Metatheory, Automation, and Incompleteness

In this final part of the course, we take a quick look at the Metatheory of Predicate Logic. This material is not examinable, and is provided for information purposes only.

Slides for this video (PDF)

Metatheory is the study of properties of a system of logic as a whole, rather than doing individual proofs within the logic. The Predicate Logic proof system we have built up over the last few weeks has the following properties:

It is sound, meaning that if we can prove some judgement Γ ⊢ P, then the entailment Γ ⊧ P is valid. This gives us confidence to actually use the proof rules for reasoning.
It is complete, as long as we add a rule for excluded middle (P ∨ ¬P for all P). This means that if an entailment Γ ⊧ P is valid, then there is a proof of Γ ⊢ P. Completeness for Predicate Logic is not a simple thing to prove, and is usually called “Gödel's Completeness Theorem” after Kurt Gödel, the first person to prove it.

You may have noticed that applying the proof rules in the system is often somewhat mechanical. So could we get a computer to do them for us? More ambitiously, could we get a computer to prove (or disprove) formulas for us automatically? This is one of the oldest dreams of Artifical Intelligence research, and still an active area of research today.

One way of getting a computer to reason for us is to set down some axioms (such as the Peano axioms we saw in the section on induction). Then to find out whether or not a formula P is provable or not from those axioms, we could get a computer to simultaneously try to generate either a proof of P or a proof of ¬P. If we find either one, then we can stop and claim success.

This search strategy relies on two metatheoretic assumptions:

We need to know that our axioms are consistent, meaning that it is not possible to prove both P and ¬P. We are pretty sure that this is true for the Peano axioms, but it is always a worry.
We need to know that our axioms are syntactically complete, meaning that for any P, at least one of P or ¬P is provable. If neither is provable, then our search will never finish.

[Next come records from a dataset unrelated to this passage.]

PR #5125, opened 2023-12-15
Remove Studio data request failed Toast

### LINKED ISSUE #5120: Studio: if project doesn't exist, don't keep showing error
If I am connected to Studio but the project doesn't exist on Studio, I get an error that I can't get rid of like this:

https://github.com/iterative/vscode-dvc/assets/2308172/a24363a6-b50f-474b-bfa7-5d74dcbbd516

Can we stop repeatedly showing the error?

julieg18:
Removes the "Unable to fetch data from Studio" Toast since we try to fetch data periodically (meaning user could get this multiple times in a session)

Fixes #5120

### DIFF
--- a/extension/src/experiments/data/index.ts
+++ b/extension/src/experiments/data/index.ts
@@ -26,7 +26,6 @@ import { COMMITS_SEPARATOR, gitPath } from '../../cli/git/constants'
 import { getGitPath } from '../../fileSystem'
 import { ExperimentsModel } from '../model'
 import { Studio } from '../studio'
-import { Toast } from '../../vscode/toast'
 
 export class ExperimentsData extends BaseData<ExperimentsOutput> {
   private readonly experiments: ExperimentsModel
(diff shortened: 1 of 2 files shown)


extension/src/experiments/data/index.ts
```diff
@@ -157,9 +156,6 @@ export class ExperimentsData extends BaseData<ExperimentsOutput> {
       })
     } catch {
       this.notifyChanged(defaultData)
-      void Toast.showError(
```
julieg18, line 160: We could add some logic to check if the user has already received the Toast and has a self-hosted URL, but that would add some extra complexity that I don't think is needed since we probably have few users using self-hosted URLs.

sroy3 (approved):

extension/src/experiments/data/index.ts
shcheklein: We can have a health status in the Setup screen instead I think. If connection is failing we can a message, or even change it to "yellow" in the Setup screen. WDYT?

PR #1152, opened 2023-06-29
Changed icons in user guide

ianf77:
Changed format of icons to make them more visible

Icons in EDA user guide are barely visible.

https://issues.redhat.com/browse/AAP-13642

### DIFF
--- a/downstream/modules/eda/proc-eda-delete-rulebook-activations.adoc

Unfortunately, the second one of these is not true for many interesting theories: Gödel's First Incompleteness Theorem states that any effectively generated collection of axioms that can prove some arithmetic is either inconsistent or incomplete in this sense. This means that there are formulas P that are not provable or disprovable from the axioms. In the case of Peano arithmetic, this means that there are true facts about the “actual” numbers that cannot be proved from the axioms. And there is no way out of this, the theorem also states that if we add these new facts as axioms, there will always be more facts that are still not provable.

Gödel's First Incompleteness theorem is a fundamental limitation of symbolic logic. Once a system gets powerful enough to encode its own reasoning in itself, which is what having arithmetic allows us to do, there will always be statements that cannot be proved or disproved in the logic. Gödel's Second Incompleteness theorem goes a bit further and states that it is impossible to prove a system's own consistency within itself. This means that we can only ever prove the consistency of a system by using a system that is ”more powerful” than the one we want to prove.

Several people have argued that Gödel's Incompleteness Theorems mean that it is impossible for computers to match the reasoning abilities of humans. The video above, I try to explain why Gödel's theorems cannot be used to prove that this is the case.

But the question still remains. Even if we cannot fully automate logic, can we automate useful fragments of it? This is still a major research field, with applications in Mathematics, Software Engineering (to prove useful properties of programs, or to prove that programs do have bugs), Hardware Engineering (to prove that chip designs meet their specifications), Computer Security (to discover security flaws in systems), and many other fields.

One approach is to restrict to axiomatisations that are weaker than Peano arithmetic (i.e. they can say less), so that Gödel's theorem does not apply. For example, one such restriction is to remove multiplication, getting a system called Linear Arithmetic, or Presburger Arithmetic. Specialised solvers for useful theories have been combined with SAT solvers to make Satisfiability Modulo Theory (SMT) solvers. SMT solvers have proven to be extremely useful tools for doing practical logical reasoning. Amazon Web Services (AWS) uses an SMT solver to check for security flaws in cloud configurations. A popular tool is Microsoft Research's Z3 Solver.

Another approach is to restrict the kinds of formulas we can write down. One useful subset of formulas are called “Horn Clauses” which all have the form ∀ x₁ ... ∀ xₙ . P₁(..) → ... → Q(..). Horn clauses have an efficient proof search technique that forms the basis of logic programming languages like Prolog and the database query language Datalog.

A good introduction to automated theorem proving is the Handbook of Practical Logic and Automated Reasoning which develops implementations of several automated proof systems. Since not all proofs can be automated, interactive theorem proving, like you have been doing in this course, is now a major area. The interactive proof system we have used in this course is only suitable for relatively small examples, but systems have been developed that can deal with much larger proofs, such as Coq, Isabelle, Lean and Agda. If you do the CS410 Advanced Functional Programming course in fourth year, you will be using Agda to construct formal proofs that are much larger and more interesting than the ones in this course.